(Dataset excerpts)
--------------------------------------------------

PR #1639, opened 2020-05-06
Fixed Webots crash

omichel:
Because this value was not initialized, Webots was receiving random values here, causing random crashes of Webots (observed on Windows).
However, we should also fix Webots as it should not crash when the controller is sending bad values.

### DIFF
--- a/src/lib/Controller/api/supervisor.c
+++ b/src/lib/Controller/api/supervisor.c
@@ -15,6 +15,7 @@
  */
 
 #include <assert.h>
+#include <float.h>
 #include <math.h>
 #include <stdio.h>
 #include <stdlib.h>
@@ -992,17 +993,31 @@ static bool check_field(WbFieldRef f, const char *func, WbFieldType type, bool c
   return true;
 }
 
-static bool checkVector(const char *function, const double values[], int n) {
+static bool check_float(const char *function, double value) {
+  if (isnan(value)) {
+    fprintf(stderr, "Error: %s() called with a NaN value.\n", function);
+    return false;
+  }
+  if (value > FLT_MAX) {
+    fprintf(stderr, "Error: %s() called with a value greater FLX_MAX: %g > %g.\n", function, value, FLT_MAX);
+    return false;
+  }
+  if (value < -FLT_MAX) {
+    fprintf(stderr, "Error: %s() called with a value smaller than -FLX_MAX): %g < %g.\n", function, value, -FLT_MAX);
+    return false;
+  }
+  return true;
+}
+
+static bool check_vector(const char *function, const double values[], int n) {
   if (!values) {
     fprintf(stderr, "Error: %s() called with NULL argument.\n", function);
     return false;
   }
   int i;
   for (i = 0; i < n; i++) {
-    if (isnan(values[i])) {
-      fprintf(stderr, "Error: %s() called with a NaN value.\n", function);
+    if (!check_float(function, values[i]))
       return false;
-    }
   }
   return true;  // ok
 }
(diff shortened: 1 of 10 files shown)


omichel:
Replacing the `0` value with `3.87206e+228` crashes Webots systematically.

omichel:
I would propose to set a maximum double absolute value to object coordinates to avoid this kind of problem: Webots should clamp the coordinate values within [-1e-20 and 1e20] or so, which represents a space way bigger than our solar system, so it should be sufficient for any robotics application and should prevent further ODE crashes.

omichel:
Instead of the 1e+20 arbitrary value, would suggest to use `FLT_MAX` which is 3.402823466e+38.
This can be somehow justified by the fact that our 3D rendering engine uses float and not double, so it would be unable to handle bigger values. FYI `DBL_MAX` value is 1.7976931348623158e+308.

src/lib/Controller/api/supervisor.c
```diff
@@ -1062,16 +1081,16 @@ void wb_supervisor_set_label(int id, const char *text, double x, double y, doubl
 }
 
 void wb_supervisor_export_image(const char *filename, int quality) {
-  if (!robot_check_supervisor("wb_supervisor_export_image"))
+  if (!robot_check_supervisor(__FUNCTION__))
     return;
 
   if (!filename || !filename[0]) {
-    fprintf(stderr, "Error: wb_supervisor_export_image() called with NULL or empty 'filename' argument.\n");
+    fprintf(stderr, "Error: %s() called with NULL or empty 'filename' argument.\n", __FUNCTION__);
```
DavidMansolino, line 1088: Be careful you are doing double-work here. This is already fixed on develop.

omichel: Oops... Too late...

src/webots/maths/WbVector2.hpp
```diff
@@ -129,6 +130,18 @@ class WbVector2 {
...
+  void clamp() {  // clamp to FLT_MAX
+    if (mX > FLT_MAX)
+      mX = FLT_MAX;
+    else if (mX < -FLT_MAX)
+      mX = -FLT_MAX;
+    if (mY > FLT_MAX)
+      mY = FLT_MAX;
+    else if (mY < -FLT_MAX)
+      mY = -FLT_MAX;
+  }
```
DavidMansolino, line 143:
```suggestion
  void clamp(double min = -FLT_MAX, double max = FLT_MAX) {
    if (mX > max)
      mX = max;
    else if (mX < min)
      mX = min;
    if (mY > max)
      mY = max;
    else if (mY < min)
      mY = min;
  }
```

Since we are introducing a clamp format it doesn't cost much to make it generic.

src/webots/maths/WbVector3.hpp
```diff
@@ -150,6 +151,21 @@ class WbVector3 {
...
+      mX = -FLT_MAX;
+    if (mY > FLT_MAX)
+      mY = FLT_MAX;
+    else if (mY < -FLT_MAX)
+      mY = -FLT_MAX;
+    if (mZ > FLT_MAX)
+      mZ = FLT_MAX;
+    else if (mZ < -FLT_MAX)
+      mZ = -FLT_MAX;
+  }
```
DavidMansolino, line 167:
```suggestion
  void clamp(double min = -FLT_MAX, double max = FLT_MAX) {
    if (mX > max)
      mX = max;
    else if (mX < min)
      mX = min;
    if (mY > max)
      mY = max;
    else if (mY < min)
      mY = min;
    if (mZ > max)
      mZ = max;
    else if (mZ < min)
      mZ = min;
  }
```

src/lib/Controller/api/supervisor.c
```diff
@@ -1024,16 +1039,20 @@ void wb_supervisor_set_label(int id, const char *text, double x, double y, doubl
   unsigned int color_and_transparency = (unsigned int)color;
   color_and_transparency += (unsigned int)(transparency * 0xff) << 24;
 
-  if (!robot_check_supervisor("wb_supervisor_set_label"))
+  if (!check_float(__FUNCTION__, x) || !check_float(__FUNCTION__, y) || !check_float(__FUNCTION__, size) ||
+      !check_float(__FUNCTION__, transparency))
```
DavidMansolino, line 1043: These checks don't make sense since the value should be in the range 0 to 1.

Issue #1637, opened 2020-05-06
rostopic echo /......./...../recognition_objects doesnt work error. webots


Mathiebhan:
**Describe the Bug**
Trying to get the topic to work so i can get object position/orientation using object recognition. Which the topic 
/<device_name>/recognition_objects | topic | webots_ros::RecognitionObject
doesnt work. 
Maybe you guys have a solution for it :)

**Screenshots**
I launch my ros node. Then i try to echo the ros topic which gives error as seen in red below in the picture. 
![error](https://user-images.githubusercontent.com/15376018/81188856-2d985800-8fb6-11ea-8672-acc34263295a.PNG)
![Code](https://user-images.githubusercontent.com/15376018/81188863-2f621b80-8fb6-11ea-88e7-c921759c0437.PNG)

**System**
 - Operating System: Tried on Linux Ubuntu 18.04 ros Melodic and ros kinetic 16.04] same issue.

DavidMansolino:
I can indeed reproduce this issue, it seems the md5 sum is wrong on the Webots side.

DavidMansolino:
This has been fixed in #1641, the patch will be available in the next release of Webots.
In the meantime, you can use the nightly builds from tomorrow available here: https://github.com/cyberbotics/webots/releases

PR #1641, opened 2020-05-08
Fix ROS Camera Recognition

DavidMansolino:
**Description**
The camera recognition topic is not working as expected.

**Related Issues**
This pull-request fixes issue #1637


DavidMansolino:
The test if failing due to #1645 but the ros test is passing.

PR #1653, opened 2020-05-11
Add a 'Physics Plugins' Console filter.

DavidMansolino:
**Description**
This PR adds a new 'Physics Plugins' filter for the console.

Capture du 2020-05-11 11-42-29


DavidMansolino:
I will add the use of the new console features in #1559 instead of here.

Issue #1606, opened 2020-04-29
The spot web component has broken pistons


omichel:
Moving the piston motors seems to break the [Spot robot](https://cyberbotics.com/doc/guide/spot) in the user guide.

DavidMansolino:
That's not coming from the robot model as I can confirm the rotation of the piston is correct in Webots.
And it seems the spot is not the only robot concerned, moving the ``wheel1_joint`` motor of the robotino gives also very strange result: https://cyberbotics.com/doc/guide/robotino3

DavidMansolino:
Same with the new P-Rob3, some solids are rotating around the wrong axis: https://cyberbotics.com/doc/guide/p-rob3?version=feature-prob3

Issue #1365, opened 2020-02-14
Implement JointLink


omichel:
In order to be more scalable than #1359 and include non-motorized joints, the following design proposes joint links allowing to couple motorized and non-motorized joints.

We should implement the `JointLink` node as:

```
JointLink {
  field SFString endPointName ""    # name of the Solid end point of the linked joint
  field SFFloat multiplier     1    # gear/pulley ratio (may be negative to reverse motion)
  field SFFloat gain        0.95    # energy gain (should be < 1 for purely mechanical system)
  field SFInt32{1, 2, 3} jointId 1  # joint identifier
}
```

And we should add link fields to all joint types:

```
HingeJoint {
  field MFNode link [ ]
}

Hinge2Joint {
  field MFNode link  [ ]
  field MFNode link2 [ ]
}

BallJoint {
  field MFNode link  [ ]
  field MFNode link2 [ ]
  field MFNode link3 [ ]
}

SliderJoint {
  field MFNode link [ ]
}
```

Example usage:

```
Hinge2Joint {
  link2 [
    JointLink {
      endPointName "arm"
      jointId 1
    }
  ]
}

Hinge2Joint {
  endPoint Solid {
    name "arm"
  }
}
```

In the above example, the second axis of the first hinge2 joint is coupled to the first axis of the second hinge2 joint.

DavidMansolino:
There is a small issue about the example:
```
Hinge2Joint {
  link2 [
    JointLink {
      endPointName "arm"
      jointId 1
    }
  ]
}

Hinge2Joint {
  endPoint Solid {
    name "arm"
  }
}
```

DavidMansolino:
Once implemented, this should be used here: https://github.com/cyberbotics/webots/blob/403fa190883e988ae50ba5970bfcca0e344b24a2/projects/robots/boston_dynamics/spot/protos/SpotLeftLeg.proto#L58

DavidMansolino:
And here:
https://github.com/cyberbotics/webots/blob/017d6f51745a82235e1eefaa407a4c835ab2cffe/projects/robots/fp_robotics/p-rob3/protos/P-Grip.proto#L283

tlemarec:
My team and I would really appreciate this feature. Any news on the progress ?

omichel:
[...]

PR #1657, opened 2020-05-12
P-Rob3 Model

DavidMansolino:
**Description**
This PR adds a model of the P-Rob 3 robotic arm.

**Tasks**
Remaining tasks:
  - [x] Bounding objects.
  - [x] Physics.
  - [x] PROTOization.
  - [x] Gripper
    - [x] Add specific fingers.
    - [x] Move the gripper out of the PROTO.
    - [x] Create a specific gripper PROTO.
    - [x] Icon.
    - [x] doc update.
  - [x] Sample world.
  - [x] Sample controller.
  - [x] Texture integration.
  - [x] Icon.
  - [x] Documentation.
  - [x] Changelog.
  - [x] Remaining bug / questions:
    - [x] Distance sensors.
      - [x] Calibration.
      - [x] Noise => +- 0.2%
    - [x] Motor torque limit too low.
    - [x] Finger limit.
    - [x] Finger torque limit => gear ratio 100:1
    - [x] Speed/acceleration expressed before or after redactor?
    - [x] Add button.
      - [x] Textures.
  - [x] Final regeneration of the robot component.

**Documentation**
https://cyberbotics.com/doc/guide/p-rob3?version=feature-prob3

**Screenshots**

prob3
prob3_1


DavidMansolino:
**Status**: the model is ready, remains the sample simulation (world + controller)

DavidMansolino:
:heavy_check_mark:: travis_release

DavidMansolino:
> I believe the default rotation should be 0 and along the Z axis.

:+1:
We should probably create a doc page to explain what is the recommended orientation for each type of robot.

> The 3D component in the doc is broken as soon as you move the second axis (and others), as with other robots...

This is unfortunately already reported here: https://github.com/cyberbotics/webots/issues/1606#issuecomment-628011610

> Why did you call a finger "7" and the other "7 left". Why not "7 right" and "7 left"?

The reason behind is that the actual name of the joint is `7` for both (which is not yet possible in Webots, but will soon once #1365 is implemented). So I tried to have it already very close to what it will be in the end (so that the only thing to change in the controller will be to remove the use of `7 left` but not touching the use of `7`. But maybe instead of `7 left`, something like `7-linked` would be more clean?

omichel:
Thank you for the explanations. Then, I believe that we should adopt some formalism for linked joint names. "left" is useful to indicate which finger it is, but "linked" is also useful, so I would suggest something like "[link] 7 (left)". But maybe since linked motors are not supposed to be controlled directly (it shouldn't be possible to get a handle to a linked device from a controller), we could consider leaving the name field empty and put rather in the DEF name some useful information (like LEFT_FINGER) for the developer looking into the model.

DavidMansolino:
From what I understood from #1365, once the `JointLink` will be implemented, these `linked` motors will completely disappear, so this formalism will become useless, this is just for the transition period (which I expect to be very short as I am planning after this PR (when I will have time) to followup on #1365).

omichel:
Oh, yes, you are right. So, the name is not important as it will disappear soon.

DavidMansolino:
> About the world name, I would maybe rename it to p-rob3.wbt to be more consistent with the proto name.

:+1: 

>The mesh seems to display some strange effects like this one:
(but that's not the only one)
I guess this is due to bad triangles in the mesh?

Yes, this is due to triangles for which is crease angle is not able to smooth the edge (this is particularly visible for rough part), I fixed the most visible ones but some less visible are remaining.
Unfortunately, the remaining ones are quite difficult to fix mainly because they are not visible in blender because of the different smoothing algorithm.

DavidMansolino:
I confirm this is not a texture mapping issue.
Without texture mapping:
p-rob3
And without texture:
p-rob3_1

PR #1661, opened 2020-05-14
Fix packaging

DavidMansolino:
**Description**
Fix Webots packaging broken in #1420


DavidMansolino:
✔️: travis_relase_only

--------------------------------------------------

Pick out all lines from the data above in which the word "opened" appears.

PR #1639, opened 2020-05-06
Issue #1637, opened 2020-05-06
PR #1641, opened 2020-05-08
PR #1653, opened 2020-05-11
Issue #1606, opened 2020-04-29
Issue #1365, opened 2020-02-14
PR #1657, opened 2020-05-12
PR #1661, opened 2020-05-14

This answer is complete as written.